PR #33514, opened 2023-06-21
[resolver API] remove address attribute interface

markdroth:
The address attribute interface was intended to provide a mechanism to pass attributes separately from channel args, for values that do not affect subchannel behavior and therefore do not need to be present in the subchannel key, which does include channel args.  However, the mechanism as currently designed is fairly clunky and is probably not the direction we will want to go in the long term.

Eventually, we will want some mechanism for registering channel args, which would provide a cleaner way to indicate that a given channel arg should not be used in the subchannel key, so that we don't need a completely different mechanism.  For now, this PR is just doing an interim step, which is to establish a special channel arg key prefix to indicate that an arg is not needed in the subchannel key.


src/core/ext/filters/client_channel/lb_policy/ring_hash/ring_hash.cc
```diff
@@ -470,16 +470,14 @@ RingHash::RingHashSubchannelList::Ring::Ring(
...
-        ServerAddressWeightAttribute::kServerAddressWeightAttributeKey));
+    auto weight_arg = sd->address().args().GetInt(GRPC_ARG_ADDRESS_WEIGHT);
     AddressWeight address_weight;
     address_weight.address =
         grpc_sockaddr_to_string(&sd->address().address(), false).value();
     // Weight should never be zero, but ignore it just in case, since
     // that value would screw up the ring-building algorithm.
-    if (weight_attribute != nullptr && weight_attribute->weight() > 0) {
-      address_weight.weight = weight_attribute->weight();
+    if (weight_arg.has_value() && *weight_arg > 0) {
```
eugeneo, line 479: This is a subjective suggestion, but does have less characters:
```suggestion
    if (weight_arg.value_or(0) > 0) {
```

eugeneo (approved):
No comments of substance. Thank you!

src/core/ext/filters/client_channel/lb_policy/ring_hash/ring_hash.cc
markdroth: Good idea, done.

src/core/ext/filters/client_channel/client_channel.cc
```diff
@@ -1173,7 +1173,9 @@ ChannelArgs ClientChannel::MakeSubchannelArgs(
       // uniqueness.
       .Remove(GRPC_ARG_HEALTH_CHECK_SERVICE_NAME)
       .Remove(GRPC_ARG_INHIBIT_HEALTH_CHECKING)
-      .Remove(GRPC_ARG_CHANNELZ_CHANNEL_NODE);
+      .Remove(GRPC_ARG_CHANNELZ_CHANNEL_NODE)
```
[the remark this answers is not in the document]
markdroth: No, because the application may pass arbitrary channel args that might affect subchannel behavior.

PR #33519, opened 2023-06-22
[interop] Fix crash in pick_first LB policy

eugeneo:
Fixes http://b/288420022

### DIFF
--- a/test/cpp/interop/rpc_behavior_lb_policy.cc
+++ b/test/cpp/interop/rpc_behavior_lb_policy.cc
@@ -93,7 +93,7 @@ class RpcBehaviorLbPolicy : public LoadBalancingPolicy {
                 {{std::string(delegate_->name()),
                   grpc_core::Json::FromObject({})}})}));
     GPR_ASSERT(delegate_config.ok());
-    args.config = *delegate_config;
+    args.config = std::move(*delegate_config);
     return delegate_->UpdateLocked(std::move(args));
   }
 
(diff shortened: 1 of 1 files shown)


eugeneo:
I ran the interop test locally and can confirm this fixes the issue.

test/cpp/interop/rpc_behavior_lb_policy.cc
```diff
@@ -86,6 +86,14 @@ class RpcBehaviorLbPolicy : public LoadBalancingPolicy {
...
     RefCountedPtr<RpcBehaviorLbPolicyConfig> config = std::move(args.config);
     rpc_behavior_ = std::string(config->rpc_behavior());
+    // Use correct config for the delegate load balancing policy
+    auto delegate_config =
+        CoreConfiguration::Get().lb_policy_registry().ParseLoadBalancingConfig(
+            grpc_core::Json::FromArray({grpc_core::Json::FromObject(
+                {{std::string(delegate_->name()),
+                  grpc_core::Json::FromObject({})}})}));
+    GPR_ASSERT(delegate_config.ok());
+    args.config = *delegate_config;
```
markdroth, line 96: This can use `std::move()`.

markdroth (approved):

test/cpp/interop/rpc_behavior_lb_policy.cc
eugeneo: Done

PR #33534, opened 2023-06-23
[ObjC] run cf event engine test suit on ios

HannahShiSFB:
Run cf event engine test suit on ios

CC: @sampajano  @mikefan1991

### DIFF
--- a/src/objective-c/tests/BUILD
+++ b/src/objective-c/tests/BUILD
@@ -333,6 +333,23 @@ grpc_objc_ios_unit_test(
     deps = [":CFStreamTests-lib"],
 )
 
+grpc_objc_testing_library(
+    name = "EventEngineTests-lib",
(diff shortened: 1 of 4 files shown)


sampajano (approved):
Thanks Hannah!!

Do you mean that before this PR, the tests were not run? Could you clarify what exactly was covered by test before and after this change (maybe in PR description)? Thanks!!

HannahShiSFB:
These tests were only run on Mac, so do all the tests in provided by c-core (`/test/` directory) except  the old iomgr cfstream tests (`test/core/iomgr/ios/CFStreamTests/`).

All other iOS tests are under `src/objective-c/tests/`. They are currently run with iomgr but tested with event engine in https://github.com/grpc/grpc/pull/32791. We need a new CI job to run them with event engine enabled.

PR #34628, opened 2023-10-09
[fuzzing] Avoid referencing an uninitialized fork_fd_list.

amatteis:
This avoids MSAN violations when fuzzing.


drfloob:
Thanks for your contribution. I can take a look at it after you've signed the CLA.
* * *
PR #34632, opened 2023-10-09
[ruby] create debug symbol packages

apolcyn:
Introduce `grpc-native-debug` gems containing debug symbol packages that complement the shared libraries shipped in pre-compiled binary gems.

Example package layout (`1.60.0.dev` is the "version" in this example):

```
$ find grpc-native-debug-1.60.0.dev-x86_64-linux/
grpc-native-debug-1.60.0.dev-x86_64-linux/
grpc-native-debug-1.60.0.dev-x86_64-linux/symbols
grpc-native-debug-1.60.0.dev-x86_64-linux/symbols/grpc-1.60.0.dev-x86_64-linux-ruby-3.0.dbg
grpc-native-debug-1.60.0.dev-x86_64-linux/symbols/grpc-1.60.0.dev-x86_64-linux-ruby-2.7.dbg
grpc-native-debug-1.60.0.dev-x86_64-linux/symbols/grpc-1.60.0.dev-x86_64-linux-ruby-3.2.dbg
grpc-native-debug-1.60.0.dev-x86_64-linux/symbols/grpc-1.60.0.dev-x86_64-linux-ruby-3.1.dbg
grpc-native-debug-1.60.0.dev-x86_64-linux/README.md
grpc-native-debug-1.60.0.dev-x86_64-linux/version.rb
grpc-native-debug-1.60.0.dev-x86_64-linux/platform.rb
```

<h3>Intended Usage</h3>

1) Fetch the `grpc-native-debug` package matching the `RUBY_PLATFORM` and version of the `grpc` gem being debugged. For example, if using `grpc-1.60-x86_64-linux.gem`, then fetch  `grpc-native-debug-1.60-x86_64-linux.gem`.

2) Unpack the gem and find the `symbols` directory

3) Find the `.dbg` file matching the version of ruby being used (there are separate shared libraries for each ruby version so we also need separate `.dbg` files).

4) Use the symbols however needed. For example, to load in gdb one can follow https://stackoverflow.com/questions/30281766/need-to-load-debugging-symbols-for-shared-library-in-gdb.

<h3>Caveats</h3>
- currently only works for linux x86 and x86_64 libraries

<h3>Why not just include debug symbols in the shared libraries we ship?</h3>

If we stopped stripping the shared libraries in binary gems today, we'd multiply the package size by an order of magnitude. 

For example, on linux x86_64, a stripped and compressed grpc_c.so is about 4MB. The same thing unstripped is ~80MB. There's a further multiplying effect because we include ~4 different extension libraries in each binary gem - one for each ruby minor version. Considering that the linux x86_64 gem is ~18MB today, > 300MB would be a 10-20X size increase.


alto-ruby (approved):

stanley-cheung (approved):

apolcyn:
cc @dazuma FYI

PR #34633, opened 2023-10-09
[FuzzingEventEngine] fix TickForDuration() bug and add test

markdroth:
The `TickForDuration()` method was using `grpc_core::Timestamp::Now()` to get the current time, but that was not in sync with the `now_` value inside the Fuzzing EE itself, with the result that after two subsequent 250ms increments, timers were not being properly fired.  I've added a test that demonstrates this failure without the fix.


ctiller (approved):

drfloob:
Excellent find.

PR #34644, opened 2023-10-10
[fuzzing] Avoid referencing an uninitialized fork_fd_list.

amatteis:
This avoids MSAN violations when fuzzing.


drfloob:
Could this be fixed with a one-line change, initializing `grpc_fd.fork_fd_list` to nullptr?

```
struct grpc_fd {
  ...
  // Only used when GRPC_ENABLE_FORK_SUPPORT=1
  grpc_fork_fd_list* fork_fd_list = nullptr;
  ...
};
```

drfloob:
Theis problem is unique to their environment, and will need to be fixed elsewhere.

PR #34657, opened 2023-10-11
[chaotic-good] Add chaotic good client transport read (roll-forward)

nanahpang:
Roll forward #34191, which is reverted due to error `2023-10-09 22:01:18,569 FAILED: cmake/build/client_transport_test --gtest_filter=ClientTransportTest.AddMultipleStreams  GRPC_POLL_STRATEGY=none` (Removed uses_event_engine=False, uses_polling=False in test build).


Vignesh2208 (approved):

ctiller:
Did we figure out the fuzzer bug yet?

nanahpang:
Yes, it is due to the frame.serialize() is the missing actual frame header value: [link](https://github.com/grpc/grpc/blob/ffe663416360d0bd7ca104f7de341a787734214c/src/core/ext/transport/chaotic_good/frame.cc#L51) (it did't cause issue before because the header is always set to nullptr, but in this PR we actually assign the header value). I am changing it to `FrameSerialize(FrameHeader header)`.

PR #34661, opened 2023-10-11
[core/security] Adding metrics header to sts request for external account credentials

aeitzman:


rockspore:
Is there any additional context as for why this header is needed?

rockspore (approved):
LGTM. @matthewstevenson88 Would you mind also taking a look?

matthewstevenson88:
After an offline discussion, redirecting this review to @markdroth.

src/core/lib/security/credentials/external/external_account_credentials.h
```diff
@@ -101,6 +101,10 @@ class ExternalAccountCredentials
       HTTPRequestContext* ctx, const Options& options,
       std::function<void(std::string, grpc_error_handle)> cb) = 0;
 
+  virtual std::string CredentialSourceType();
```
* * *
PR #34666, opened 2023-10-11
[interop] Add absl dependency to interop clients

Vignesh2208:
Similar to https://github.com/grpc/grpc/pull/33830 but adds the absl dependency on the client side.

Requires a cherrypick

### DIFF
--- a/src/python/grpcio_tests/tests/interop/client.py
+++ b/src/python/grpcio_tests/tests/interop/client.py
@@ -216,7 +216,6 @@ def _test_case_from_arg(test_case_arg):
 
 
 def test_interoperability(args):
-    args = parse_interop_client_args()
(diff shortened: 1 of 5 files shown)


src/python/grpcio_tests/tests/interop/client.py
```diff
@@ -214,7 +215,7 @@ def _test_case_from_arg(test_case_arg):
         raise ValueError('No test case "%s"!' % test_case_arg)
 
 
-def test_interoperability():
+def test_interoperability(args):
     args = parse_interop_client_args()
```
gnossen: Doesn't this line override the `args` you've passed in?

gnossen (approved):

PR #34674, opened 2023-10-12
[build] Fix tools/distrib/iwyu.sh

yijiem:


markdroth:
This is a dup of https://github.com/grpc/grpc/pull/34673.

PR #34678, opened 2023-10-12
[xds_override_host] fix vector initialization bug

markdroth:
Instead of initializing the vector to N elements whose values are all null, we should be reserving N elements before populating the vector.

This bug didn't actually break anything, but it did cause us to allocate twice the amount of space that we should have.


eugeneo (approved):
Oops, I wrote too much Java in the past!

- Directions:
Filter the data down to the lines that contain the string "absl", and copy them.

- Written reply:
[interop] Add absl dependency to interop clients
Similar to https://github.com/grpc/grpc/pull/33830 but adds the absl dependency on the client side.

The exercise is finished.